New materials play a pivotal role, but solving integration problems remains a challenge.
Multi-die assemblies offer significant opportunities to boost performance and reduce power, but these complex packages also introduce a number of new challenges, including die-to-RDL misalignment, evolving warpage profiles, and CTE mismatch.
Heterogeneous integration — an umbrella term that covers many different applications and packaging requirements — holds the potential to combine components from several different processes into a single package. And it may be able to do so more cost-effectively and with better yield than integrating the same components on a single piece of silicon.
Placing devices in a single package also improves performance and reduces the circuit’s overall footprint relative to separate components on a conventional circuit board. But bringing those various components together on a single substrate is a major challenge.
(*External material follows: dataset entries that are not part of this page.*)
PR #1441, opened 2022-01-22
Makes it possible to use llvm 12 13 and 11 for building on macOS

Platin21:
I thin this should make it possible to build with all 3 versions on macOS on the x86 side. For the arm side I don't see that as useful as only llvm13 generates the correct debug info files and some other stuff is also broken in older llvm versions.


gingerBill:
This might be a good change to. Just trying different versions until it works. You will need to check if the versions are 11.1.0, 12.0.1, and 13.

Platin21:
Sure let me see the problem is more then testing if it works verifiably :

Platin21:
Fixed it so that we can now say which llvm versions we want I suspect this was how it makes more sense?

Platin21:
Removed the maybe not supported llvm versions for x86 for arm I still would prefer to keep the requirement up to be at least llvm13 else we get some bug reports for llvm11 not being able to create debug info correctly for arm64 macOS which is a llvm bug and will never be fixed especially not in older versions.

PR #1469, opened 2022-02-04
add `iterator` to `core:container/bit_array`

ap29600:


gingerBill:
Wouldn't an interface like this be simpler?
```odin
it: uint
for ok, index in bit_array.iterator(the_bit_array, &it) {
}
// or
it := bit_array.iterator_make(the_bit_array)
for ok, index in bit_array.iterator(&it) {
}
```
be a bit simpler?

ap29600:
my iterator stores both word and sub-word offset in order to skip the whole word, admittedly it could just be the global offset but that would require some modulo arithmetic and it's simpler to do it this way.

I'll add the second option since that can wrap the interface I already have.

gingerBill:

Consider mobile devices, for example. These typically incorporate multiple sensors and transceivers alongside their memory and logic components. Analog and power components often need unique process steps not found in CMOS device manufacturing, as well as thicker metal and dielectric layers.
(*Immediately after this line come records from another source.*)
PR #1471, opened 2022-02-05
Feature/fix odin fmt

Platin21:
This PR adds missing os calls for odin fmt on macOS

### DIFF
--- a/.gitignore
+++ b/.gitignore
@@ -7,6 +7,9 @@
 # User-specific files (MonoDevelop/Xamarin Studio)
 *.userprefs
 
+# For macOS
+.DS_Store
+
 # Build results
 [Dd]ebug/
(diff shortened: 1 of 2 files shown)


Kelimion:
Oops:
```
Run ./odin check examples/demo -vet
/Users/runner/work/Odin/Odin/core/os/os_darwin.odin(4[7](https://github.com/odin-lang/Odin/runs/5079671462?check_suite_focus=true#step:7:7)5:22) Cannot assign value 'path' of type 'string' to 'cstring' in argument
/Users/runner/work/Odin/Odin/core/os/os_darwin.odin(474:2) 'path_cstr' declared but not used
```

Platin21:
@Kelimion yep typo fix incoming 👍

PR #1476, opened 2022-02-06
Replace `any` with `union` for subtyping in `core:odin/ast`

gingerBill:
Replace `any` with `union` for subtyping in `core:odin/ast` to provide much better type safety checks

Ping: @DanielGavin


DanielGavin:
@gingerBill Good to merge now.

PR #1495, opened 2022-02-12
Updated vendor/sdl2/ttf LIB and DLL.

FancyKillerPanda:
Updated the LIB and DLL for SDL_ttf to match the version that has been ported in code (2.0.18).

Also incremented the version number in SDL2_ttf.odin as features from newer versions already exist (such as `RenderUTF8_Solid_Wrapped`), but it seems the version number had not been updated when that was implemented.

LIB and DLL were downloaded from [SDL2_ttf-devel-2.0.18-VC.zip](https://github.com/libsdl-org/SDL_ttf/releases/download/release-2.0.18/SDL2_ttf-devel-2.0.18-VC.zip).


FancyKillerPanda:
I was looking at the release notes from https://discourse.libsdl.org/t/sdl-ttf-2-0-18-released/34422

SDL2_ttf.odin has the functions from there, but the PATCHLEVEL constant is still set to 15.

PR #1519, opened 2022-02-19
Maintain a running count printed, so fprintf returns correct sizes for non-files

colrdavidson:
(and also remove the need for file_size/double-fstat calls per printf)


colrdavidson:
It should probably handle the error cases from io.write_string, but we weren't handling them before, so I wasn't super concerned. io returns 0 sizes on failure, so things shouldn't get too screwy.

The more interesting debate is "what happens when write_byte fails?" Arguably for consistency's sake, write_byte should return a 1/0 too, just to make running tallies less weird

gingerBill:
There's actually an extra parameter to most of io write calls which does this increment, use that rather than the return value itself.

PR #1526, opened 2022-02-20
Freestanding target for amd64

gingerBill:


bumbread:
Upon compilation with this flag, the linker generates references to `os.write`, which is undesireable

image

Also the compiled file still calls `runtime.bounds_check_error` on every assignment to a slice member.

gingerBill:
On a freestanding target, `runtime._os_write` does nothing.
```
_os_write :: proc "contextless" (data: []byte) -> (int, _OS_Errno) {
	return 0, -1
}
```

gingerBill:
Also, whereabouts is this `runtime.os_write` being called? It shouldn't be called if you have `-foreign-error-procedures` set

bumbread:
I don't have this flag set, why is this a separate option?

gingerBill:
Maybe it should be set if you are targeting a freestanding target.

bumbread:
Based on our yesterday's discord discussion I added a few comments to the [freestanding target proposal](https://github.com/odin-lang/Odin/discussions/1525#discussioncomment-2214842).

PR #1528, opened 2022-02-21
Add doc comments to strings.split() and strings.split_n()

Tetralux:


gingerBill:
I don't recommend the leading asterisks. It's inconsistent with the other comments are a pain to copy and paste.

Most of the research on these issues has been on the leading edge of semiconductor design. But if the integration challenges can be solved, relatively small markets would benefit significantly, as well. One way to get there is to develop solutions that can work across different application domains, according to Tanja Braun, head of department and group manager for assembly and encapsulation at Fraunhofer IZM, during a presentation at the Materials Research Society’s Workshop on Materials Opportunities in Microelectronics Packaging and Heterogeneous Integration, which took place during the recent 2025 MRS Spring Meeting.
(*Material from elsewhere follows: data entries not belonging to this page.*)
PR #1539, opened 2022-02-23
Some documentation improvements

FancyKillerPanda:
I've been working on some of the formatting and content of the documentation. It's far from done but it's a start.

I also changed `//+ignore` to `//+private` as ignore doesn't do anything, which caused some of the procedures from example/internal parts of packages to appear in the docs.

### DIFF
--- a/core/container/bit_array/bit_array.odin
+++ b/core/container/bit_array/bit_array.odin
@@ -3,7 +3,7 @@ package dynamic_bit_array
 import "core:intrinsics"
 
 /*
-	Note that these constants are dependent on the backing being a u64.
+Note that these constants are dependent on the backing being a u64.
 */
 @(private="file")
 INDEX_SHIFT :: 6
@@ -27,25 +27,24 @@ Bit_Array_Iterator :: struct {
 }
 
 /*
-	In:
-		- ba:   ^Bit_Array - the array to iterate over
+In: <br>
+- `ba`: the array to iterate over <br>
 
-	Out:
-		- it:   ^Bit_Array_Iterator - the iterator that holds iteration state
+Out: <br>
+- `it`: the iterator that holds iteration state <br>
 */
 make_iterator :: proc (ba: ^Bit_Array) -> (it: Bit_Array_Iterator) {
 	return Bit_Array_Iterator { array = ba }
 }
 
 /*
-	In:
-		- it:    ^Bit_Array_Iterator - the iterator struct that holds the state.
+In: <br>
+- `it`: the iterator struct that holds the state. <br>
 
-	Out:
-		- set:    bool - the state of the bit at `index`
-		- index:  int - the next bit of the Bit_Array referenced by `it`.
-		- ok:	  bool - `true` if the iterator returned a valid index,
-			  `false` if there were no more bits
+Out: <br>
+- `set`: the state of the bit at `index` <br>
+- `index`: the next bit of the `Bit_Array` referenced by `it`. <br>
+- `ok`:	`true` if the iterator returned a valid index, `false` if there were no more bits <br>
 */
 iterate_by_all :: proc (it: ^Bit_Array_Iterator) -> (set: bool, index: int, ok: bool) {
 	index = it.word_idx * NUM_BITS + int(it.bit_idx) + it.array.bias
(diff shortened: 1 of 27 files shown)


Kelimion:
You may want to revert [Changed all occurences of //+ignore to //+private.](https://github.com/odin-lang/Odin/pull/1539/commits/d71da1ea05984fcd78624049178b35db0a2e8827)

They're not the same thing and introduced breaking changes as a result.

core/container/bit_array/bit_array.odin
```diff
@@ -157,14 +154,14 @@ get :: proc(ba: ^Bit_Array, #any_int index: uint, allocator := context.allocator
 }
 
 /*
-	In:
-		- ba:    ^Bit_Array - a pointer to the Bit Array
-		- index: The bit index. Can be an enum member.
+In: <br>
```
Kelimion, line 157: Please don't add HTML tags to documentation. Gross.
If they're needed on the output side, that ought to be handled by the documentation generator.

core/container/bit_array/bit_array.odin
```diff
@@ -27,25 +27,24 @@ Bit_Array_Iterator :: struct {
 }
 
 /*
-	In:
-		- ba:   ^Bit_Array - the array to iterate over
+In: <br>
```
gingerBill, line 30: Please don't use `<br>` within the documentation. The docs need to be readable from the test and from `odin doc` which is a terminal viewer.

We should use a better markup to make it clear that it is a list below

core/encoding/json/doc.odin
```diff
@@ -0,0 +1,57 @@
+/*
+The `encoding/json` package can be used to parse and validate JSON files. A simple example is shown below.
+
+`test.json`
+<pre><code class="hljs" data-lang="json">
```
gingerBill, line 5: No HTML tags. 

This is better solved with the documentation generation tool rather than just hacking it in.

core/path/filepath/path.odin
```diff
@@ -18,6 +20,16 @@ is_slash :: proc(c: byte) -> bool {
 	return c == '\\' || c == '/'
 }
 
+// `split` splits the path immediately following the last separator,
+// separating it into a directory and file name component.
+//
+// The returned values have the property that `path = dir+file`.
+//
+// Examples: <br>
```
gingerBill, line 28: No HTML tags

core/path/filepath/path_unix.odin
```diff
@@ -13,14 +13,21 @@ SEPARATOR :: '/'
...
 LIST_SEPARATOR :: ':'
 
+// `is_reserved_name` will return `true` if `path` is reserved on the current operating system.
 is_reserved_name :: proc(path: string) -> bool {
 	return false
 }
 
+// `is_abs` checks whether the path is absolute.
+//
+// Examples: <br>
```
gingerBill, line 23: No HTML tags.

core/path/filepath/path_windows.odin
```diff
@@ -31,7 +32,11 @@ is_UNC :: proc(path: string) -> bool {
 	return volume_name_len(path) > 2
 }
 
-
+// `is_abs` checks whether the path is absolute.
+//
+// Examples: <br>
```
gingerBill, line 37: No HTML tags.

core/path/filepath/walk.odin
```diff
@@ -3,25 +3,29 @@ package filepath
...
-// In the case of an error, the info argument will be 0
-// If an error is returned, processing stops
-// The sole exception is if 'skip_dir' is returned as true:
-// 	when 'skip_dir' is invoked on a directory. 'walk' skips directory contents
-// 	when 'skip_dir' is invoked on a non-directory. 'walk' skips the remaining files in the containing directory
+// and the procedure can decide how to handle that error (and `walk` will not descend into that directory).
+// In the case of an error, the `info` argument will be `0`.
+// If an error is returned, processing stops.
+//
+// The sole exception is if `skip_dir` is returned as `true`: <br>
```
gingerBill, line 16: No HTML tags. Need better list semantics for the generator.

gingerBill (changes requested):
No HTML tags, the generator's markup language needs improving instead.

FancyKillerPanda:
I'm closing this as discussed with Jeroen. I'll try working on improving the doc generator so that we can use better formatting here without HTML tags. I'll keep this code around though so I can later put it back (with modifications to remove the bad bits :) ).

PR #1543, opened 2022-02-23
Add basic static HTTP server impl

colrdavidson:


core/net/http/server.odin
```diff
@@ -14,4 +14,203 @@
...
-package http
\ No newline at end of file
+package http
+
+import "core:fmt"
+import "core:strings"
+import "core:net"
+import "core:os"
+
+guess_mime :: proc(filename: string) -> (mime: string) {
```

Fig. 1: Different packaging configurations, interposers and interconnect densities. Source: ASE
Interposers tie components together
Today, most heterogeneous assemblies utilize some form of interposer, which connects circuit components to one another and to the outside world. A single device might be placed on an interposer with fan-out wiring and integrated capacitors or other passive elements. Optical components might rely on waveguides embedded in the interposer. And several processing units might be connected by a bridge element with embedded wiring, as in Intel’s Embedded Multi-Die Interconnect Bridge (EMIB).
In all cases, the required interconnect and power density determine the choice of interposer material. But all of them face the same fundamental challenge — managing the coefficient of thermal expansion (CTE) difference between the silicon devices and copper-based system-level wiring. Fraunhofer’s Braun noted that when her team filled vias in an organic dielectric with copper pillars, the CTE mismatch resulted in shrinkage that caused cracks at the copper-dielectric interface. [1]
CTE management is especially difficult for power devices, which may generate substantial heat during operation. Power devices also require robust isolation to prevent arcing and reduce parasitic losses. Glass meets the isolation and thermal stability requirements, but it requires special handling.
Optical interconnects, which are of interest for intermediate-length connections in data centers, also pose unique challenges, according to Ning Li, associate professor at Penn State’s School of Electrical and Computer Science and Materials Research Institute. He noted that manufacturers would like to integrate waveguides and other passive optical elements into the interconnect package, but doing so requires careful control of the refractive index and refractive index contrast in the substrate.
Though power and optical devices pose special challenges, even interposers for general-purpose logic components need to be co-optimized with the rest of the design. For example, fan-out panel-level packaging is often proposed as a more efficient successor to fan-out wafer-level packaging. Panels allow parallel processing of more devices and, being rectangular, waste less space when tiled with rectangular devices. However, Braun said their dimensions place them in a gray area. Process and inspection tools that can meet the micron-scale dimensional requirements of redistribution layers for logic are mostly optimized for wafer-sized substrates. Even when tools that can handle large substrates are available, inspecting such small dimensions is inherently slow.
Keeping dies where they’re placed
Managing warpage and die shift is especially challenging for panel-level packaging. Chip-first, face-down fan-out processes place singulated dies face down on transfer tape on a carrier substrate. Glass carriers are often used to facilitate UV debonding. After the dies are encapsulated in molding compound, releasing the transfer tape separates the panel from the carrier substrate, exposing bond pads. Hybrid bonding takes place after aligning these pads to the interposer’s redistribution layer wiring.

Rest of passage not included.